The report concludes: “Canada could sustain a maximum of nine NHL franchises—a conclusion based on our analysis of the market conditions required to support an NHL-level professional hockey team today. And while Winnipeg, Hamilton, and Québec City do appear to be viable locations for NHL franchises, they are all at the lower limit. These markets have only the minimum market size and income, and a relatively small number of corporate offices. They would need the Canadian dollar to remain strong; and these smaller markets will always be more vulnerable to any negative shocks to the national economy or their community than their larger competitors.

“Yes, they could be successful in the NHL—but only if they have dedicated owners who are in it for the long run and who manage their business operations carefully.”
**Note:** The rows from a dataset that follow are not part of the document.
Issue #200, opened 2017-08-24
[$60] - Underscore displayed in the 'First 2_finish' and 'Ui Prototype_competition' tags


sdgun:
Steps to Reproduce
-----------------------------------------------------------------

- Login as a valid user

- Go to http://community-app.topcoder.com/challenges/30058991/?type=develop

- Check the tag > First 2_finish

- Go to http://community-app.topcoder.com/challenges/30058932/?type=develop

- Check the tag > Ui Prototype_competition

Actual Result(s)
-----------------------------------------------------------------
- First 2_finish
- Ui Prototype_competition

Expected Result(s)
-----------------------------------------------------------------
- First 2 finish
- UI Prototype

Environment
-----------------------------------------------------------------
- **Device(s):** Laptop
- **Operating System:** Windows 7 64bit
- **Browser(s):** Chrome 60.0.3112.101 (Official Build) (64-bit)

Image/Video/JS Log/Console Log (If not attached here, Please check the comments section) 
-----------------------------------------------------------------

sdgun:
![13](https://user-images.githubusercontent.com/4592712/29670844-95c03b1a-8905-11e7-8e79-a3d2e99a1518.jpg)

birdofpreyru:
Accepted, 3 points.
### Expected Fix
I believe, since the original implementation of the page, the backend has been updated to return consistent names of subtracks, it should be double-checked, and updated in the frontend accordingly.

chqy24:
Assign to myself
and please grant me permission to change the label, thanks

chqy24:
Ready to review, PR #247

chqy24:
@birdofpreyru 
PR #247 has been updated

PR #247, opened 2017-08-25
fix issue #200

chqy24:
Fix issues #200

### DIFF
--- a/__tests__/shared/actions/challenge-listing/index.js
+++ b/__tests__/shared/actions/challenge-listing/index.js
@@ -91,7 +91,7 @@ describe('challengeListing.getChallengeSubtracksDone', () => {
   });
 
   test('payload is a promise which resolves to the expected object', () =>
-    a.payload.then(res => expect(res).toEqual([{"description": "dummy"}])));
+    a.payload.then(res => expect(res).toEqual([{ description: 'dummy' }])));
 });
 
 describe('challengeListing.getChallengeTagsDone', () => {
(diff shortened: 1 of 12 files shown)


birdofpreyru:
@chqy24 Nope, here we need a better fix. Look, the api v3 has been updated to get the following info for possible challenge types:
screenshot

Now, there is action / reducer to get challenge types for filters in challenge listing (maybe somewhere else), which uses v2 api. We should update those to use v3 api instead, without breaking existing code. Once we have it, we can get `subTrack` from v3 challenge details as it is, look for the matching challenge type, and get it proper human-readable name to render in the tag. Ideally, to make it efficient, when we fetch challenge types we should store them not only as an array (for challenge listing kind of use), but also like a map between subTrack and the object, so that we can lookup it efficiently.

birdofpreyru:
@chqy24 Now it looks mostly cool, and challenge details page is perfect.
Though, I see some bugs with challenge details page:
1. When I select subtracks in the subtrack filter's dropdown for many of them no challenges match;
2. When I click subtrack tag in a challenge details page, it does take me to the challenge listing, with proper filter applied, and the filters count is set correctly, however, no filter is selected in the subtrack filter's dropdown (though filtering works properly even for those subtracks, that do not filter when I do 1).
Please, look into it to make it work properly. I expect, the fix should be trivial.

chqy24:
I'd noticed these issues, but these are existed bugs and should be separated from #200

birdofpreyru:
@chqy24 I really want them to be fixes as a part of this PR, so that we don't loose those a track of these issues. Under the hood, I believe, the only problem is that while now you properly fetch and use v3 subtrack keys in the challenge details page, in the challenge listing's dropdown the values from v2 are still used, so it causes the problem, as challenge objects, most probably, have sub track keys from v3.

So, the fix should be very easy. I can add $20 to the payment for cleaning this out.

chqy24:
Sorry, you're right, The first issue was introduced by my previous commit
Please check it now.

Interestingly enough the report believes both Hamilton and Quebec City fall short of the needed corporate presence. Looking at the GTA (and the sum of all its parts), the region has the necessary corporate presence for two more NHL franchises. The Toronto Blue Jays (MLB), Toronto Raptors (NBA), Toronto Argonauts (CFL) and Toronto Rock (NLL) will be hurt by two or three NHL teams in the Greater Toronto Area. The NHL teams will thrive with corporate Canada in their ability to generate television and radio rights fees and in ticket sales. The other sports teams will suffer – not the NHL teams. If the marketplace determines the fate of sports in the GTA – the NHL wins.

There remains one very big issue the NHL faces before moving one, two, or even three franchises to Canada – the current NHL collective bargaining agreement (CBA).

The NHL’s salary cap includes a cap and a salary floor, dictating both the most and the least an NHL franchise can spend on their teams’ payroll. When the current NHL CBA was agreed to in July 2005, the Canadian dollar was worth 75 cents as compared to the American dollar. The seven current Canadian teams are the economic engine that is driving up the NHL’s salary floor. The 2005-06 NHL $39 million salary cap was the 2011-12 salary floor. NHL teams in Miami, Dallas, Anaheim, Long Island, Columbus, Raleigh and Nashville can’t justify a team payroll of $39 million. When there are nine or ten Canadian- based NHL teams – both the salary floor and salary cap will increase - something every National Hockey League player wants to see take place.

The bottom line – expect to see two or three NHL teams in the Greater Toronto Area in the next five to seven years and a team in Quebec City.